(RECORDS FOR THE EXERCISE begins)

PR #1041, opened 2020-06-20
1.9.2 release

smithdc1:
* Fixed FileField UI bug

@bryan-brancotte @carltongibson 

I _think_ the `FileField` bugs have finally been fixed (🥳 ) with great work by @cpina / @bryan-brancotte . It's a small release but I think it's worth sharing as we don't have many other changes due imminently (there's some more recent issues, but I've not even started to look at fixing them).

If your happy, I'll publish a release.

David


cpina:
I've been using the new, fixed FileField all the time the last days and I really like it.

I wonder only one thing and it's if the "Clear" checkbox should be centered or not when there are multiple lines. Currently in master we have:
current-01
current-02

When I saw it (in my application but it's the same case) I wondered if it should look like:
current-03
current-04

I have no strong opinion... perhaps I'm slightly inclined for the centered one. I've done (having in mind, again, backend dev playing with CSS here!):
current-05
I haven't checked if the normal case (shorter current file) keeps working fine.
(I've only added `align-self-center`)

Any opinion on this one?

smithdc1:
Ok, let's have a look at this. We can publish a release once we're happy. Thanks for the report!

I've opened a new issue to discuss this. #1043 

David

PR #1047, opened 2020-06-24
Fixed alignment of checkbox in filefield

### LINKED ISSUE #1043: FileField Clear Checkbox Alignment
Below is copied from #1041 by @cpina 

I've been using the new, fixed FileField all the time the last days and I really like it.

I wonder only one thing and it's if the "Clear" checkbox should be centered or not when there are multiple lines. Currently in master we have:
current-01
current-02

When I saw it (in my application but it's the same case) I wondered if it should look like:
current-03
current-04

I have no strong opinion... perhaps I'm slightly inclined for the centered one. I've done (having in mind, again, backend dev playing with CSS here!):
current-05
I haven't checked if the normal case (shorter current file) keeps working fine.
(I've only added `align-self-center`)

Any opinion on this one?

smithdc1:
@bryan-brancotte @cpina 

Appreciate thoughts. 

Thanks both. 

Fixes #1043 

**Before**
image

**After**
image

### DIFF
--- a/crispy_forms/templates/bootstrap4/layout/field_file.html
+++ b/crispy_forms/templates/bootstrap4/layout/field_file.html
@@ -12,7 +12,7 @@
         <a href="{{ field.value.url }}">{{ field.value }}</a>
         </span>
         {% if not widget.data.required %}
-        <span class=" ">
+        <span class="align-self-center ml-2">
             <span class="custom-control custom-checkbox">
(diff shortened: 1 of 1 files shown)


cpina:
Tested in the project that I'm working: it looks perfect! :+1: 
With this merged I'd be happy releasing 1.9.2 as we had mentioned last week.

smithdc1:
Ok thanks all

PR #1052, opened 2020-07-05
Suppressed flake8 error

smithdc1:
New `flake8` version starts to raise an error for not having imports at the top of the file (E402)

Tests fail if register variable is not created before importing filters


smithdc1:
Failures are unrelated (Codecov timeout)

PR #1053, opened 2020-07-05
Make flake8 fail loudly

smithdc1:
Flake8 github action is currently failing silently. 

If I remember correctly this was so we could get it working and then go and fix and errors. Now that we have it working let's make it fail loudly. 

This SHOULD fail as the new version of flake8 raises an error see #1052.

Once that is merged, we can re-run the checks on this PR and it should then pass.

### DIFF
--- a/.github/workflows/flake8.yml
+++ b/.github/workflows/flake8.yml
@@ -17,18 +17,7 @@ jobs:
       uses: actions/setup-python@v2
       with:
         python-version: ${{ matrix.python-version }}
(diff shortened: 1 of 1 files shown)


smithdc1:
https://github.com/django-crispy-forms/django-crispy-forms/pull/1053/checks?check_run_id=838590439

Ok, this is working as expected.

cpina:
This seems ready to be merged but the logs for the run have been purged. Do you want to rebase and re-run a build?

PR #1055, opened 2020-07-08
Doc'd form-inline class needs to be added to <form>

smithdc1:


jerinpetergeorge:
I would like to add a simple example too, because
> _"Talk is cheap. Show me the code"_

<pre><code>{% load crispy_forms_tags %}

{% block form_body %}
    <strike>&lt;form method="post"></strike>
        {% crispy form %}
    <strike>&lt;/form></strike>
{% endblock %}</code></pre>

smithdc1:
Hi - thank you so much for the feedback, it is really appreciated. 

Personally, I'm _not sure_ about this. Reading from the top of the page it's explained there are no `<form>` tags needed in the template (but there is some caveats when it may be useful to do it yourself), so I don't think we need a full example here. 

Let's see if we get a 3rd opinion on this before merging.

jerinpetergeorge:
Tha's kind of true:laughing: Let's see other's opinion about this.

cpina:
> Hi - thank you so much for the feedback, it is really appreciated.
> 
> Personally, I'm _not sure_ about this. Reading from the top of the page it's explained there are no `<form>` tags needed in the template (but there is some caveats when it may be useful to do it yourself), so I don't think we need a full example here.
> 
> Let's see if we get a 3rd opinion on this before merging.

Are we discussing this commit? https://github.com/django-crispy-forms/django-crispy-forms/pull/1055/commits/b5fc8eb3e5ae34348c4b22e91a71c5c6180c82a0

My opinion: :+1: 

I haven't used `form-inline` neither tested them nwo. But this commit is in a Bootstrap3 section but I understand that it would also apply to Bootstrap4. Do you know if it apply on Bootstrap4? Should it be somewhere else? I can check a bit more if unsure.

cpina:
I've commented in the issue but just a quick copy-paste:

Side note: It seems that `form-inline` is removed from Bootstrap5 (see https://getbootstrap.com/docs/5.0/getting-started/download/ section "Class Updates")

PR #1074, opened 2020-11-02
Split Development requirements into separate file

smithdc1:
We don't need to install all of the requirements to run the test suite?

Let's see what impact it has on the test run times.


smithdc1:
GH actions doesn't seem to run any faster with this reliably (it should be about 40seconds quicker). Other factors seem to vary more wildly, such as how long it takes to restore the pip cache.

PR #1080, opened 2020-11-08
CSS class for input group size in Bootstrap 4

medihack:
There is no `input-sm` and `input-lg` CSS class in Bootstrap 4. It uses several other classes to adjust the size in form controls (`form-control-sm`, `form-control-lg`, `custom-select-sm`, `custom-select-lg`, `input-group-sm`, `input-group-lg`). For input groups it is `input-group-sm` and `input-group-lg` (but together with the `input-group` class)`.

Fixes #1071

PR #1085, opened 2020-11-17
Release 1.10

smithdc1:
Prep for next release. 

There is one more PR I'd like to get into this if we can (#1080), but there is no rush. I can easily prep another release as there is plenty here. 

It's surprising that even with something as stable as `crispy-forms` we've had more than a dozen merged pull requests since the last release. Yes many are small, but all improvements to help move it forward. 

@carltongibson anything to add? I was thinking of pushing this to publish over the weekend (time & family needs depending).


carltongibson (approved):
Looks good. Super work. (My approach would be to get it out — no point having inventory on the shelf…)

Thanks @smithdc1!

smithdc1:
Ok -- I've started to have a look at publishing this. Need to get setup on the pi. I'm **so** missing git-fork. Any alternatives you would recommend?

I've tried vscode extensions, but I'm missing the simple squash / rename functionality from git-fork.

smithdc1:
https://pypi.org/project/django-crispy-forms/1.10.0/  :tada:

(RECORDS FOR THE EXERCISE ends)

_EXERCISE BRIEF:_ Above are the records; report how many of their lines hold the string "django", with no other words.

_EXERCISE RESULT:_ 3